*Prompt*
Reproduce word for word, from the entries below, the line with "In order to", the line with "Forgot to change", and every line between them, and nothing more.
Top of Input material
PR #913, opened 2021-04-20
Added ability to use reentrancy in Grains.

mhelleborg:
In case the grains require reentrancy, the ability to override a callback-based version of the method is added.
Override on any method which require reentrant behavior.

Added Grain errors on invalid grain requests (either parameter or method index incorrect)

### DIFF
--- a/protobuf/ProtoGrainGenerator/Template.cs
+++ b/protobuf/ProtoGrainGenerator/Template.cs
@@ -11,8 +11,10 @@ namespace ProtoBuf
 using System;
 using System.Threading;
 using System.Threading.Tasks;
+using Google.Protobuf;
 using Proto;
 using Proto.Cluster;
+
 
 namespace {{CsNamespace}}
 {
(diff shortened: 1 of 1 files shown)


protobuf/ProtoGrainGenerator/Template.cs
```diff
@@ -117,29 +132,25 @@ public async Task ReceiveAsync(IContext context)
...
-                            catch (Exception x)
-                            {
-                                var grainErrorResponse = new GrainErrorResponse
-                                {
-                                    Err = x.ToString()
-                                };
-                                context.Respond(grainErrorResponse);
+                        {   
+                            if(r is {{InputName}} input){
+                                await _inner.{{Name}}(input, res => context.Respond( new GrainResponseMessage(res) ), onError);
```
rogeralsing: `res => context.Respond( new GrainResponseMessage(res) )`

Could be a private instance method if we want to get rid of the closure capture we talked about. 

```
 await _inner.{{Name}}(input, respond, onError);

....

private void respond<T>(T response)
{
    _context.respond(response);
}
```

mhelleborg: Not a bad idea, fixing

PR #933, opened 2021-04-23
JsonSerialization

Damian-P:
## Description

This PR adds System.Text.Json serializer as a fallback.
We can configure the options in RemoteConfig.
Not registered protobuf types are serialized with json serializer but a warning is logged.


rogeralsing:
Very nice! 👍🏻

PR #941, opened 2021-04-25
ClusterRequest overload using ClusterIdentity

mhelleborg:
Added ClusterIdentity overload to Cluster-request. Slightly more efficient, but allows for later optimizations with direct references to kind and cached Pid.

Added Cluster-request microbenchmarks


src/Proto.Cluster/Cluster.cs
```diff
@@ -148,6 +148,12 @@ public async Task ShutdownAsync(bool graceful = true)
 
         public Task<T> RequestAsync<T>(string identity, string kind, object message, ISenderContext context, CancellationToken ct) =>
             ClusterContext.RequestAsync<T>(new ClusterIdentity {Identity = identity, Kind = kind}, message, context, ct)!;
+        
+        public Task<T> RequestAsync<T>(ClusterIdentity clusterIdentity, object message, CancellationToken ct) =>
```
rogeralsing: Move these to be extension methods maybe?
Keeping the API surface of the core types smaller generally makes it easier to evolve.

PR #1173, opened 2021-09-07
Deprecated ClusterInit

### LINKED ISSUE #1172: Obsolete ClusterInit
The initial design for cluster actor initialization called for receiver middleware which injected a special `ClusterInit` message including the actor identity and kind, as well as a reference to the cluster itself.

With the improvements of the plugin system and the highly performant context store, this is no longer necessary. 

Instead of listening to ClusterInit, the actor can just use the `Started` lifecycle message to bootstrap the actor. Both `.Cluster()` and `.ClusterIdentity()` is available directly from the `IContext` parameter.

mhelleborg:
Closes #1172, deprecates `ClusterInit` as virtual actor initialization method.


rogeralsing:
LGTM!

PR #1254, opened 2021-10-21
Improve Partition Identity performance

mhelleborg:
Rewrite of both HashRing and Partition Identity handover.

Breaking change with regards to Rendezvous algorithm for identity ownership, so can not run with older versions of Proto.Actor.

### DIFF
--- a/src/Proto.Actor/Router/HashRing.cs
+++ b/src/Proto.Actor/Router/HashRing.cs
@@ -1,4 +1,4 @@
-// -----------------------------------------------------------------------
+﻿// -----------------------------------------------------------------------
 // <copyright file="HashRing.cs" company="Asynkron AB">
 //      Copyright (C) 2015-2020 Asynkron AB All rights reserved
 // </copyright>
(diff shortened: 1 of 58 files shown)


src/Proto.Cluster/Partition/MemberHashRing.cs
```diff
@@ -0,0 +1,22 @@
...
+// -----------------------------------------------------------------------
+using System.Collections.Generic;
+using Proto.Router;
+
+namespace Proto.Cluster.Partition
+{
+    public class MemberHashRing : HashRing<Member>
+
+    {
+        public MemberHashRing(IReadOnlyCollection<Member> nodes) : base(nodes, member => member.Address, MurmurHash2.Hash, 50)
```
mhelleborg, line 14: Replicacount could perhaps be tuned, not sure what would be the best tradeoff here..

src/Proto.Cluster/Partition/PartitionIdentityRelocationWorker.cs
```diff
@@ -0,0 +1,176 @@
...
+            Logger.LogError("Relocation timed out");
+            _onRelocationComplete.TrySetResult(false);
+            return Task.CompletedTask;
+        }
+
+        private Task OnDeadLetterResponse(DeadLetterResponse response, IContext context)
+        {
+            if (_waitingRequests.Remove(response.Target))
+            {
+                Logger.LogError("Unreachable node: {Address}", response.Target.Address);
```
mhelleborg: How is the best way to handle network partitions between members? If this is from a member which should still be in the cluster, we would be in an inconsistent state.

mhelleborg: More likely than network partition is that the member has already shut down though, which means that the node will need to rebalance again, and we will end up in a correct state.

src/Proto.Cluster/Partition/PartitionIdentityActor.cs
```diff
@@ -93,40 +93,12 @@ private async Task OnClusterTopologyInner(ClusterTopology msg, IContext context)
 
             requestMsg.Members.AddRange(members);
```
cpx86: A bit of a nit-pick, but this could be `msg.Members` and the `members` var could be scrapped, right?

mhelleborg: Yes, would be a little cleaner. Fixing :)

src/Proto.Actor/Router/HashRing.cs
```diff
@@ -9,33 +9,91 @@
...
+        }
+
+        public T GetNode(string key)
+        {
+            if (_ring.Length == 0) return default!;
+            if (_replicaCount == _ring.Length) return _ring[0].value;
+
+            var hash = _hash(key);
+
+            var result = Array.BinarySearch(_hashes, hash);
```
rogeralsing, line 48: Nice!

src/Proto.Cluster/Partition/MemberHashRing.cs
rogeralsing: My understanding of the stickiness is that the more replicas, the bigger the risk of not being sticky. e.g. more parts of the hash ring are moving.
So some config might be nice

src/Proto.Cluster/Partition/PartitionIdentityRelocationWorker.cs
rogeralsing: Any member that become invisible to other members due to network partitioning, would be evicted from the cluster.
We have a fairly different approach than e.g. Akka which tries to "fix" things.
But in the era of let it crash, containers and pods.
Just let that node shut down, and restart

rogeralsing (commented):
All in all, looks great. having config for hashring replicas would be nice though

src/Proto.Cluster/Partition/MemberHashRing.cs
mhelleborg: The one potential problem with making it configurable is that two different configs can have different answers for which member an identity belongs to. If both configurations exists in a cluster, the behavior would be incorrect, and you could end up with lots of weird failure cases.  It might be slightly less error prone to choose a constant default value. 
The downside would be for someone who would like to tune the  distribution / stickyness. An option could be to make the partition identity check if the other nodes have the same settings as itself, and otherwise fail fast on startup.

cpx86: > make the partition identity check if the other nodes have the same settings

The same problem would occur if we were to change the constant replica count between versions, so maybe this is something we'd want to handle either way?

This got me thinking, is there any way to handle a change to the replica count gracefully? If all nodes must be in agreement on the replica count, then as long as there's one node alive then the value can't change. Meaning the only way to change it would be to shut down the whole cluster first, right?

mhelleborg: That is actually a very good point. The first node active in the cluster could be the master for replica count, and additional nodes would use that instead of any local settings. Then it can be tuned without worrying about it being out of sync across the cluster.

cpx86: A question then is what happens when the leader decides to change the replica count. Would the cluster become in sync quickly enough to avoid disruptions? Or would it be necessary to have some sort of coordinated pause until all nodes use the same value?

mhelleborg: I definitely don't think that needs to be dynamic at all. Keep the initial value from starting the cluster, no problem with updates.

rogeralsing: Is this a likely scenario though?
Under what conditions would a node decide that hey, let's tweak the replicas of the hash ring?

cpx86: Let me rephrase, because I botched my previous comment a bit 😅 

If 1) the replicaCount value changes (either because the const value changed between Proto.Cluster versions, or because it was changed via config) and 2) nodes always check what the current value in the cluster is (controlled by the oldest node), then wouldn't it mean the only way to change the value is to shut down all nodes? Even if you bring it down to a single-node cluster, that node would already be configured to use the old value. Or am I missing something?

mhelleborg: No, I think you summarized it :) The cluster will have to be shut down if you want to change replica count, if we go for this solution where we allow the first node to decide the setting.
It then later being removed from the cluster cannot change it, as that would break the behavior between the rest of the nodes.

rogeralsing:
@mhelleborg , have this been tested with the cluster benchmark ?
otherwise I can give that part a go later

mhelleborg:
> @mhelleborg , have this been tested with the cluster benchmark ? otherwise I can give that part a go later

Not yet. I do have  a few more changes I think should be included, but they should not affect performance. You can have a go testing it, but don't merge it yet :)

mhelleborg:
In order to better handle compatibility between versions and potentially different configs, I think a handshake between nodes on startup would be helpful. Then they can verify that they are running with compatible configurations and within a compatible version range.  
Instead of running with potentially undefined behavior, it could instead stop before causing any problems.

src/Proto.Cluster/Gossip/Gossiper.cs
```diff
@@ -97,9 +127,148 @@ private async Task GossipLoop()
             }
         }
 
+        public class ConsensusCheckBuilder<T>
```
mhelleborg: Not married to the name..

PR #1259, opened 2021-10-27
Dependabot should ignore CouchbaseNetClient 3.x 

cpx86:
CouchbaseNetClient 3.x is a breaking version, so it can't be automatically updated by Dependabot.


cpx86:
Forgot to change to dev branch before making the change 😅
Bottom of Input material
Top of Input material
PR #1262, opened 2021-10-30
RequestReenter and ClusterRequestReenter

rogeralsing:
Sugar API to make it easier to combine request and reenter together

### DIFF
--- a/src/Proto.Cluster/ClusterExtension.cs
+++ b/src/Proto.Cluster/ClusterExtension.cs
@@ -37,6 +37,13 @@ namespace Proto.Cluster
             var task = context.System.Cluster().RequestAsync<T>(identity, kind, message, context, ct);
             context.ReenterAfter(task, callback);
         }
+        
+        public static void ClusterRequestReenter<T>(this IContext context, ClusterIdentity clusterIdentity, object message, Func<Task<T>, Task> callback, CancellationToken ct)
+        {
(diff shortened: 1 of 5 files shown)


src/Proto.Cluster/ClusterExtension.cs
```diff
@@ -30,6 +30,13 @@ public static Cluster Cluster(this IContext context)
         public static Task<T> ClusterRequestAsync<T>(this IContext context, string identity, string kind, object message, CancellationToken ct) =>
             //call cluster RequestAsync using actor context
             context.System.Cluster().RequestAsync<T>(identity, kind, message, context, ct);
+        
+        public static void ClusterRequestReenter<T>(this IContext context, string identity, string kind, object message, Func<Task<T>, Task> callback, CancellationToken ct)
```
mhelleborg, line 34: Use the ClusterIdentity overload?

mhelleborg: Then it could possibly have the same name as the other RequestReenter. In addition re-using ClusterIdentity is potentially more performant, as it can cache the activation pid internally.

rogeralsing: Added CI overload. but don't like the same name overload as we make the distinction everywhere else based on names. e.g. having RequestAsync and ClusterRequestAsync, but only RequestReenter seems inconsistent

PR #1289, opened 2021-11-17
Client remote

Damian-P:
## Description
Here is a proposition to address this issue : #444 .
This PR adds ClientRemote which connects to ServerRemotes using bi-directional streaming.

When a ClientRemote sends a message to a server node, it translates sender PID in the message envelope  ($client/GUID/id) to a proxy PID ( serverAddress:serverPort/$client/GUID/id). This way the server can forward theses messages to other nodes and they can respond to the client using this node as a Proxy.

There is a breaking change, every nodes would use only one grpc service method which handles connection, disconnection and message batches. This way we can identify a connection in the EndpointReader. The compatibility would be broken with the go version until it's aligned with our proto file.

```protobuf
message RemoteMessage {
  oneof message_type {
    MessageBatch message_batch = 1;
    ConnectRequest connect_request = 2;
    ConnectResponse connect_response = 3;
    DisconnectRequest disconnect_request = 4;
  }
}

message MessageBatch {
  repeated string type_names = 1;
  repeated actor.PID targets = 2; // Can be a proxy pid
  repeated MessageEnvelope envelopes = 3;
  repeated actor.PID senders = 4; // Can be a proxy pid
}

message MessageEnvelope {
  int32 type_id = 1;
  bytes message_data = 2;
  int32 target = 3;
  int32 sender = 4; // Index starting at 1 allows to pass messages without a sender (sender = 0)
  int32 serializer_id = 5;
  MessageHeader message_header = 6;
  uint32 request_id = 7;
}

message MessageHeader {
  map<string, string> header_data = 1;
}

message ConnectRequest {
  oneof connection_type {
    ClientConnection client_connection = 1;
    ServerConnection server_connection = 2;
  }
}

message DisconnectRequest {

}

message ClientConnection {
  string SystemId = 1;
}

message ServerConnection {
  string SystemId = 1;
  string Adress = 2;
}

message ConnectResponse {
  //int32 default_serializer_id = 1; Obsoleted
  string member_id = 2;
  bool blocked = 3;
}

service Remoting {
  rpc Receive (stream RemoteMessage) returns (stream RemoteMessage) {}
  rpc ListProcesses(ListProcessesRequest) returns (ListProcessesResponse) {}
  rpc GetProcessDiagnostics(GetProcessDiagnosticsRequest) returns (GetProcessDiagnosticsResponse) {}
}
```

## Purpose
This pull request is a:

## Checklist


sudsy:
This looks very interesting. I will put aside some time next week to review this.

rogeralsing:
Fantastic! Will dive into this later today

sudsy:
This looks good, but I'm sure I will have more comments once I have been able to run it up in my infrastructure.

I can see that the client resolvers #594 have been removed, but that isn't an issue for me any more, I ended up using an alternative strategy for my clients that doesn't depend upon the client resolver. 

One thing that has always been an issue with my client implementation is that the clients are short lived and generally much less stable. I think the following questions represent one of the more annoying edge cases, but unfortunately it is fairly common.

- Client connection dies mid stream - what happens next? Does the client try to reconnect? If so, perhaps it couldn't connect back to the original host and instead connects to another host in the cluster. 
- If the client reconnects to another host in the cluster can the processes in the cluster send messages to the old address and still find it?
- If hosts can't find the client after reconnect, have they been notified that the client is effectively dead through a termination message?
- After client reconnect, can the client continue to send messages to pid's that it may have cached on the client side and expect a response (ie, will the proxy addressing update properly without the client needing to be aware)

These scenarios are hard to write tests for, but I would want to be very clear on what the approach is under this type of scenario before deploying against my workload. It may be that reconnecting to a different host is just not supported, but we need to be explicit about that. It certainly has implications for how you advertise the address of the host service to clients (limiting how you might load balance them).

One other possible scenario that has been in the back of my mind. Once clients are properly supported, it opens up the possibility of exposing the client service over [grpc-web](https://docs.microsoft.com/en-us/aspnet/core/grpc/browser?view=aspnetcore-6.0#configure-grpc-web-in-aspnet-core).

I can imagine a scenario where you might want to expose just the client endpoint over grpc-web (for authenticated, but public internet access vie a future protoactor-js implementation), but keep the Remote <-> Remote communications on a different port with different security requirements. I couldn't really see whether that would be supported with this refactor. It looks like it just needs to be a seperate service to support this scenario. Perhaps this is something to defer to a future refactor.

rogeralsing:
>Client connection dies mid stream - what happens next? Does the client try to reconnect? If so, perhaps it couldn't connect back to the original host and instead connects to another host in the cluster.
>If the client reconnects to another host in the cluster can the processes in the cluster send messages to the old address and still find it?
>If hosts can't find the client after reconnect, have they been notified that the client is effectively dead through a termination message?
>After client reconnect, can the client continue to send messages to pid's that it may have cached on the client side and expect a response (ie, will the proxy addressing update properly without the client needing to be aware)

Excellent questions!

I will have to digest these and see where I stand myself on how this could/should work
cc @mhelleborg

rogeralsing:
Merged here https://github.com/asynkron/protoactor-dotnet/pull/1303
Bottom of Input material
*Expected answer*
In order to better handle compatibility between versions and potentially different configs, I think a handshake between nodes on startup would be helpful. Then they can verify that they are running with compatible configurations and within a compatible version range.  
Instead of running with potentially undefined behavior, it could instead stop before causing any problems.

src/Proto.Cluster/Gossip/Gossiper.cs
```diff
@@ -97,9 +127,148 @@ private async Task GossipLoop()
             }
         }
 
+        public class ConsensusCheckBuilder<T>
```
mhelleborg: Not married to the name..

PR #1259, opened 2021-10-27
Dependabot should ignore CouchbaseNetClient 3.x 

cpx86:
CouchbaseNetClient 3.x is a breaking version, so it can't be automatically updated by Dependabot.


cpx86:
Forgot to change to dev branch before making the change 😅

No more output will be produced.